As CPW previously covered, the Fifth Circuit Court of Appeals, in a published decision, affirmed dismissal of Plaintiffs’ Complaint in Allen v. Vertafore, 21-20404, Fifth Circuit Court of Appeals, March 11, 2022. In its Opinion, the Fifth Circuit agreed with the district court that Plaintiffs failed to plead a cognizable claim under the federal Driver’s Privacy Protection Act (“DPPA”), 18 USC § 2721, et seq, refusing to revive a putative class action where Plaintiffs demanded USD $69.9 billion in liquidated damages.

Allen concerned a data event Vertafore publicly disclosed in November 2020, which involved the unsecured online storage of Texas drivers’ license data for over 27.7 million individuals. The first three cases were filed in the District of Colorado, Northern District of Texas, and Southern District of Texas, each seeking to represent 27.7 million class members and seeking more than USD $69 billion in statutory liquidated damages under the DPPA in addition to damages on negligence claims, injunctive relief, and potential punitive damages.

Consistent with Fifth Circuit precedent, to state a claim for a violation of the DPPA, the complaint must adequately allege that (1) the defendant knowingly obtained, disclosed, or used personal information; (2) from a motor vehicle record; and (3) for a purpose not permitted. On this basis, the first-filed Allen complaint was dismissed as the district court held Plaintiffs failed to adequately allege that Vertafore knowingly disclosed personal information for a purpose not permitted by the DPPA.

Plaintiffs then filed an appeal to the Fifth Circuit. The Fifth Circuit, however, affirmed the district court’s dismissal.

In the wake of this impressive win for Vertafore and the SPB Team, Bloomberg Law reached out to CPW’s Rafael Langer-Osuna and Kristin Bryan to get their insight on the impact this ruling will have on DPPA litigation going forward for a recently published article.

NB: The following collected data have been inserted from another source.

PR #886, opened 2024-02-21
prompt for project access level on creation

mythmon:
CC @Fil who always has better word smithing than I do.

image

image


mbostock:
We should not default to public. Also I think this isn’t the right place to prompt for visibility — better to create the project as private, then visit the deployed project and confirm that it looks good, and then make it public or invite others.

In short I don’t think we should make this change. I don’t think it’s right from a product perspective. I’m also highly sensitive to making it too easy to make projects public (since our business emphasis is on work and the private use case, and these projects can highly sensitive!).

mythmon:
Sounds good. I'd like to keep a couple small things out of this, like the changes to the deploy order and outro. I'll put them into other PRs.

mbostock:
Maybe a good easy thing to do would be to log that the project is initially private and show the URL to visit (or instructions) to change permissions or invite people to the project.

Kristin Bryan was quoted in the article as saying, “[t]he Driver’s Privacy Protection Act, enacted in 1994, prohibits the disclosure of personal information without consent, with some exceptions. It was passed to safeguard people’s privacy and safety and to regulate the disclosure of personal information by state Departments of Motor Vehicles—not to penalize companies in the wake of a data event, as is the case here. To successfully bring claims under the statute, plaintiffs must allege a knowing disclosure. The Fifth Circuit rightly recognized that a purported mismanagement of information—such as storing driver’s license data on unprotected servers—doesn’t clear that bar.”

In the article, Rafael Langer-Osuna notably states that “[t]he law has been attractive to plaintiffs because of the potential for high fees. It provides for liquidated damages of at least [USD]$2,500 per violation. Plaintiffs have been making this reach for a long time. Now they’ll be forced to rely on statutes that actually relate to the data breach context.”

For the full scoop, click here to see the news article by Bloomberg Law.

We again want to congratulate the SPB Vertafore team for successfully defeating this high-stakes data privacy case and subsequently paving the way for future DPPA litigation to come.